Die Agrar-Hilfe für die einzelnen EU-Staaten soll künftig gerechter verteilt werden. Hier: Maisernte bei Tarmstedt (Kreis Rotenburg-Wümme)
Da müssen Deutschland, Frankreich, die Niederlande etwas abgeben - und so sagt der holländische Landwirtschaftsminister Henk Bleker, es müsse fair zugehen: "Es gehe schon in Ordnung, dass zum Beispiel die polnischen Bauern mehr bekommen, aber nur, wenn die Abzüge bei den Ländern im Norden und Westen der EU ausgewogen sind."

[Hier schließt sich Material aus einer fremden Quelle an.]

PR #1385, opened 2023-10-13
[PRDP-167] feat: add cdn config in receipts

alessio-cialini:
### List of changes

- Introducing CDN configurations in receipts domain

### Type of changes

- [x] Add new resources

- [ ] No

- [ ] Yes
- [ ] No

### Other information

---


pasqualespica:
this PR is no longer necessary, after check , [we already have one](https://github.com/pagopa/pagopa-infra/blob/306b3d10936096590b6bfeea2efcc5486101f07b/src/core/assets_cdn_platform.tf#L23)

PR #1399, opened 2023-10-18
feat(sops): introduce sops for managing secrets

pietro-tota:
### List of changes
Add quality improvements secrets domain.
This domain is used to store sops encoded secrets that will be applied in each environment.

### Motivation and context
This modification allow secrets to be securely versioned

### Type of changes

- [x] Add new resources

- [x] No

- [ ] Yes
- [x] No

### Other information

---


src/domains/qi-common/02_security.tf
```diff
@@ -41,7 +41,7 @@ resource "azurerm_key_vault_access_policy" "adgroup_developers_policy" {
   tenant_id = data.azurerm_client_config.current.tenant_id
   object_id = data.azuread_group.adgroup_developers.object_id
 
-  key_permissions     = ["Get", "List", "Update", "Create", "Import", "Delete", ]
+  key_permissions     = ["Get", "List", "Update", "Create", "Import", "Delete", "Encrypt", "Decrypt"]
```
pietro-tota, line 44: @pasqualespica here we add permissions also for Decrypt but maybe it should be lowered to Encrypt only. I take those permissions from [here](https://github.com/pagopa/pagopa-infra/blob/3dfcd939c2927a8e58cc0851cc79906fb0b02b74/src/domains/receipts-secrets/02_security.tf#L34-L49)
```suggestion
  key_permissions     = ["Get", "List", "Update", "Create", "Import", "Delete", "Encrypt"]
```
What do you think?

pasqualespica (approved):
only 1 thing maybe terraform `1.6.0` was used.
With this version vs `.terraform-version` i obtain this [error](https://github.com/hashicorp/terraform/issues/33770)

I resolved setting `1.6.2.` ( for ex) into `.terraform-version`

cc @infantesimone @pietro-tota

pasqualespica (approved):
👍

Viel Kritik am geplanten "Greening"
Bleker lässt erkennen, dass er die Pläne von Kommissar Ciolos eher als Reförmchen denn als großen Wurf ansieht. Ein Kritikpunkt, und zwar bei vielen EU-Staaten, betrifft das "Greening", das die Agrarpolitik ökologischer machen soll. Der polnische Agrarminister Marek Sawicki sieht auf die Bauern mehr Bürokratie zukommen und sagt: "Wir würden das 'Greening' in Europa schneller bekommen, wenn man die Bauern motiviert und nicht wenn man sie zu etwas zwingt."
EU-Kommissar Ciolos stellt sich das "Greening" so vor: Etwa ein Drittel der direkten Zahlungen an die Bauern soll davon abhängig werden, ob diese etwas für die Umwelt tun. Ein Systemwechsel: Solche an Leistungen gekoppelten Zahlungen gab es bisher aus einem anderen Topf, der so genannten zweiten Säule.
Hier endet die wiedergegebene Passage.